■ EXERCISE REQUIREMENTS
Starting at the line below holding "Issue #2306, opened 2020-10-06" and stopping at the line holding "If a page has", print every line exactly, both ends included, and leave the rest out.

■ DATA TO PROCESS
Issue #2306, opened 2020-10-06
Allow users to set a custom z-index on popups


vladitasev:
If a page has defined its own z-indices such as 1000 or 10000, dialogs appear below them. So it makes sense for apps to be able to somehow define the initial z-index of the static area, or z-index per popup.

* * *

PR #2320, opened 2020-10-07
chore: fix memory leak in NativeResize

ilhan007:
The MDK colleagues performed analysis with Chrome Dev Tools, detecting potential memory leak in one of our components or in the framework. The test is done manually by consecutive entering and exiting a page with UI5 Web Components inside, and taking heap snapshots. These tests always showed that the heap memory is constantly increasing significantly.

■ RESPONSE TO THIS EXERCISE
Issue #2306, opened 2020-10-06
Allow users to set a custom z-index on popups


vladitasev:
If a page has defined its own z-indices such as 1000 or 10000, dialogs appear below them. So it makes sense for apps to be able to somehow define the initial z-index of the static area, or z-index per popup.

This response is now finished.